> **MATERIAL FOR THIS EXERCISE**:

PR #3720, opened 2023-04-21
[MAINT] Update `standardize` deprecated strategy in example gallery

ymzayek:
Closes #3719 .

Changes proposed in this pull request:

- Update `standardize` deprecated strategy in example gallery from default "zscore" (or equivalent `True`) to "zscore_sample"

PR #3821, opened 2023-07-06
[MAINT] Update some missed tests and examples to use new standardize strategy to silence warnings

### LINKED ISSUE #3719: Update examples to use "zscore_sample" `standardize` strategy
At the moment the "zscore" `standardize` strategy deprecation warning is saturating the [doc build logs](https://pipelines.actions.githubusercontent.com/serviceHosts/4e916657-41bc-43a2-a3ed-7be699b3544e/_apis/pipelines/1/runs/32526/signedlogcontent/2?urlExpires=2023-04-21T10%3A15%3A43.4242618Z&urlSigningMethod=HMACV1&urlSignature=bz0LusrMyseqRCOWfiKc2KBhuqdUn2CO4IzZrrkgtqs%3D). The examples should be updated to use the correct "zscore_sample" strategy

ymzayek:
Follow-up to #3720 and Closes #3719 .

-
-


ymzayek:
One issue with silencing all instances of this warning in our examples gallery is that the ones that are still throwing the warning come from the functions `plot_carpet` and `ConnectivityMeasure.fit_transform` which call `signal.clean` with the parameter `standardize` equal to `True` or `"zscore"` internally so these are not exposed to the user. Hence the warning doesn't make sense for these cases as the user has no control and cannot call the new behavior. Probably best to open a new issue to see how to resolve this. Might need to add a deprecated parameter to allow the user to access the new behavior with these functions.

The relevant lines are:
https://github.com/nilearn/nilearn/blob/bce754beea677d4d4a51191e21c64d09002f1429/nilearn/connectome/connectivity_matrices.py#L497
and 
https://github.com/nilearn/nilearn/blob/bce754beea677d4d4a51191e21c64d09002f1429/nilearn/plotting/img_plotting.py#L1430

Remi-Gau (approved):

Remi-Gau:
> One issue with silencing all instances of this warning in our examples gallery is that the ones that are still throwing the warning come from the functions `plot_carpet` and `ConnectivityMeasure.fit_transform` which call `signal.clean` with the parameter `standardize` equal to `True` or `"zscore"` internally so these are not exposed to the user. Hence the warning doesn't make sense for these cases as the user has no control and cannot call the new behavior. Probably best to open a new issue to see how to resolve this. Might need to add a deprecated parameter to allow the user to access the new behavior with these functions.

Sounds good to me and thanks for tracking the source of all those warnings!

nilearn/tests/test_signal.py
```diff
@@ -257,12 +257,6 @@ def test_standardize():
 
     # transpose array to fit _standardize input.
     # Without trend removal
-    b = nisignal._standardize(a, standardize='zscore')
-    stds = np.std(b)
-    np.testing.assert_almost_equal(stds, np.ones(n_features))
-    np.testing.assert_almost_equal(b.sum(axis=0), np.zeros(n_features))
-
```
bthirion, line 264: Why are you removing this ?

nilearn/tests/test_signal.py
```diff
@@ -276,16 +270,11 @@ def test_standardize():
     b = nisignal._standardize(a, detrend=True, standardize="zscore_sample")
     np.testing.assert_almost_equal(b, np.zeros(b.shape))
 
-    length_1_signal = np.atleast_2d(np.linspace(0, 2., n_features))
-    np.testing.assert_array_equal(length_1_signal,
-                                  nisignal._standardize(length_1_signal,
-                                                        standardize='zscore'))
-
-    # Repeating test above but for new correct strategy
```
bthirion, line 284: Same question here.

bthirion (commented):
LGTM overall.

nilearn/tests/test_signal.py
ymzayek: @bthirion it's just repeating exactly another test but with a deprecated value for `standardize`. The deprecated value is still tested here https://github.com/nilearn/nilearn/blob/01cfa3d531efb749e53abe0c57c5adf0bb844ee0/nilearn/tests/test_signal.py#L255-L256 so at least we know nothing is breaking but I don't see a reason to keep testing it with different combinations of parameters

nilearn/tests/test_signal.py
ymzayek: Same explanation as above

bthirion (approved):
LGTM, thx.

> **ASSIGNMENT**:
Your answer should be the lines of the material above that include "stds".

> **TASK OUTPUT**:
-    stds = np.std(b)
-    np.testing.assert_almost_equal(stds, np.ones(n_features))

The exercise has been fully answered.